I ended up writing a blogpost about this problem I had. I’d say it’s a huge learning for me :slight_smile:


Hey! Can you guys describe me what’s the problem with having 0 as an output? If we add this bias to a zero, then every output that would have been zero would basically become the bias, wouldn’t it?
Also, why do we have to use the “slope-intercept form” to manifest the parameter? I just simply can’t see the relation.

What are the “bias” parameters in a neural network? Why do we need them?
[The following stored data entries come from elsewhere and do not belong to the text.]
PR #219, opened 2026-02-03
Sparse comms for bigram-embeds

shenberg:
Finally got a non-trivial improvement by using sparse communication (roughly 1 second, but I'm based on a slightly old branch, will update to newer, which will probably reduce the improvement by a bit). There is still some room for improvement, however. The code is pretty raw (hard-coded some extra bookkeeping and checks for world_size=8) and I'm not quite sure what's the correct place for all of the changes. Some is pretty self-explanatory (adding a `sharded_sparse` mode to comms), but in order to achieve maximum overlap, the training loop was intrusively modified. Some advice would be more than welcome.

The outline of the strategy:
Each rank is owns (=responsible for updating) 1/8th of the bigram embedding table, and needs to send to each rank the local gradient rows that have been populated by bigrams it saw, and likewise needs to receive rows it owns from local gradients of other ranks. 
Example: 
We have two ranks, 0, 1 and our bigram list is of size 4: [0,1,2,3]
So rank 0 owns bigrams 0,1 and rank 1 owns bigrams 2,3
Rank 0 batch: [1,2]
Rank 1 batch: [1,3]
So rank 0 needs to send to rank 1 its local gradient row 2, and receive row 1.
Rank 1 needs to send gradient row 1 to rank 0, and receive gradient row 2.

The strategy we use is:
0. Since this is only on Adam steps, we cache the previous muon-only step's bigrams on the CPU
1. Before the forward pass, each rank shares with the other how many gradient rows it's going to send them. This is done async on the CPU and overlaps with the forward pass
2. After forward, before backwards, we share the actual indexes gradient indexes we're going to send between ranks (GPU, async, overlaps with start of backward)
3. in the scatter phase, we send between ranks the updated rows only (all_to_all_single), and then on each rank we sum those rows into our gradient
4. gather is still dense since our optimizer is dense

Extra notes:
I did some work around pinning in the loader since this was slowing down the main thread with the extra CPU work added. Maybe just this can be back-ported to master to get most of the improvement. Not sure.
In addition, after staring at some profiles, I did a slight re-order of scatter and gather orders (`param_table` and `work_order` respectively) which seemed to improve overlap. Again, possibly part of the gain comes from it irrespective of any changes related to sparse communication.

Most of the hard work is done before forward(): we get a sorted unique list of bigram indexes since the last optimizer step, then find the boundaries between ranks in this list in order to get the list of gradient rows we need to send each rank. It's optimized enough at the moment to overlap with the previous step on the GPU.

Abandoned approaches:
1. Do all the work on the GPU: unfortunately `all_to_all_single()` only supports split sizes on the CPU, so every method without padding required a cpu<->gpu sync. Device-initiated comms are alpha (symmetric memory) but should theoretically enable this.
2. Work in a background thread or even just a different cuda stream: I moved the cpu<->gpu sync to a background thread, however it's very problematic to use nccl from two threads at the same time. Turns out that the various ranks are very much not in sync so I would get different orders of entering into collectives. Even with two streams on the same thread execution order isn't guaranteed across ranks.

### DIFF
--- a/train_gpt.py
+++ b/train_gpt.py
@@ -218,11 +218,11 @@ def sparse_comms_start(idxes_np, N, rank, world):
     )
     send_counts = torch.from_numpy(insertion_points[1:] - insertion_points[:-1])
     # zero-out own send-count - we won't send our own gradient rows to ourselves as it's a waste:
-    # in the optimizer, we'll use the slice of the gradient that already includes them as the basis
+    # in the optimizer, we'll use the slice of the gradient that already includes them as the base tensor
     send_counts[rank] = 0
+
     # remove our own indexes from the send list
     send_idxes = torch.cat([send_idxes[: insertion_points[rank]], send_idxes[insertion_points[rank + 1] :]])
-    # print(f"{rank = }, {send_counts = }, {send_counts.sum() = }, {send_idxes.shape = }", flush=True)
 
     # share the send counts so that each rank will know how many rows
     # to expect from every other rank
@@ -281,8 +281,6 @@ def sparse_comms_merge_gradients(grad, recv_idx, recv_vals, rank, world):
     d = grad.shape[1]
     rows_per_rank = grad.shape[0] // world
 
-    # grad_slice = grad[rows_per_rank * rank : rows_per_rank * (rank + 1)] * (1 / world)
-    # grad_slice.index_add_(0, recv_idx.remainder_(), recv_vals.view(-1, d), alpha = (1 / world))
     grad.index_add_(0, recv_idx, recv_vals.view(-1, d))
 
     return grad[rows_per_rank * rank : rows_per_rank * (rank + 1)].mul_((1 / world))
@@ -1956,7 +1954,7 @@ for step in warmup_steps:
         send_args = training_manager.train_loader_send_args
         inputs, targets, cum_seqlens, bigram_inputs, bigram_cpu = train_loader.send(send_args)
 
-        # TODO: hack
+        # TODO: cleaner integration of sparse comms
         if world_size == 8:
             if not training_manager._is_adam_step(step):
                 bigrams_old = bigram_cpu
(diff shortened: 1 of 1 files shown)


photomz:
Amazing work! I was testing a version of this but couldn't get the implementation to be as efficient.
1. How much buffer is there between the CPU finishing computation and the start of bwd? Are there arch changes we should be mindful of to not create race contentions / break the latency overlap.
2. Can this work for lower sparsity ratios, ie more params activated per device bz, such as in the VE? I recall VE activation was ~70% at max final bz (lower than a uniform pb calculation due to the inefficient tokenizer).
3. What would it take to make gather sparse, perhaps we can take low-rank appx of Adam like in Adafactor, then we'd only need to gather the params with nonzero grad?

shenberg:
1. It's a bit hard for me to tell: When I profile this, the profiler overhead makes this behave strangely - over 10 iterations the gloo collective increases from taking 4ms to taking ~50ms, I believe because only rank0 is paying the profiling price. I don't know what's happening without the profiler. 
eg. early-profile step (biggest batch-size):
image

Late-profile step:
image


2. I started thinking of this in the context of VE, I think it's a no, but not necessarily for the comms price, rather because the kernel to reconstitute the dense gradient is pretty expensive, and it's hidden inside the comms when you use reduce_scatter. Right now I overlap it with the reduce-scatter of everything else, if we did all of them this way we'd run out of comms to overlap with computation and it'd probably take longer overall: the price of the kernel to merge the gradients should roughly scale with the amount of rows we need to merge, so it probably wouldn't be much faster for a VE than for the bigram embedding, while the comms savings would be much smaller.

Here's a somewhat-annotated profile of the timings:
image

3. PyTorch actually already has an implementation called "SparseAdam" that basically only updates the momentum and variance on rows that have seen use this iteration, but this is intended for pytorch-style sparse gradients (what you get if you do `nn.Embedding(sparse=True)`), which are unsupported in collectives at the moment (and the solution I found on the interwebs requires two device->host syncs).

Because I thought it's "wrong" to update optimizer state for vectors we didn't see in the batch at all, I tried in the past to implement a sparse update for embeddings and VE and it worked terribly. Theory 1 that I had was that I just didn't tune my implementation enough (maybe!). My favorite theory, though, is that what's happening is that rare tokens get their learning rate increased by rarity: if most of the time the gradient is 0, the variance shrinks. Since momentum (beta1) is relatively small, when we do get a non-zero gradient, the update will be big due to the divide by variance. Maybe this is a good thing.

Re: Adafactor, from what I understand, it'd save space on variance storage, but parameter updates would still be dense. The paper however does imply that what I suggested as good (too-low variance estimate causing large updates) is in fact harmful.

shenberg:
Cleaned up version based on newer commit at #221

Without the bias parameters, if the input is zero, the output will always be zero. Therefore, using bias parameters adds additional flexibility to the model.

Regarding Question 8. How can you apply a calculation on thousands of numbers at once, many thousands of times faster than a Python loop?

I am assuming the answer is broadcasting , Can someone let me know if there are other operations too?

Karthikeyan Muthu.


In question number 27 why it says that view changes the shape of the tensor instead of saying that it can also change the dimension (rank) of a tensor?
Considering that the tensor rank is the number of dimensions or axes that has the tensor and the shape is the size of each axis of the tensor.

   ten = torch.rand(2, 2, 4)
   ten2 = ten.view(-1, 8)
   The output of ten2 is: tensor([[0.7715, 0.2103, 0.0636, 0.5282, 0.7900, 0.3913, 0.6638, 0.5870],
    [0.9369, 0.9811, 0.1984, 0.9920, 0.2802, 0.4329, 0.1696, 0.8414]])
   ten2.shape = torch.Size([2, 8]))

It went from 3 dimensions to 2 dimensions.

So the answer should be: It changes the shape and/or the dimension of a Tensor without changing its contents. Right?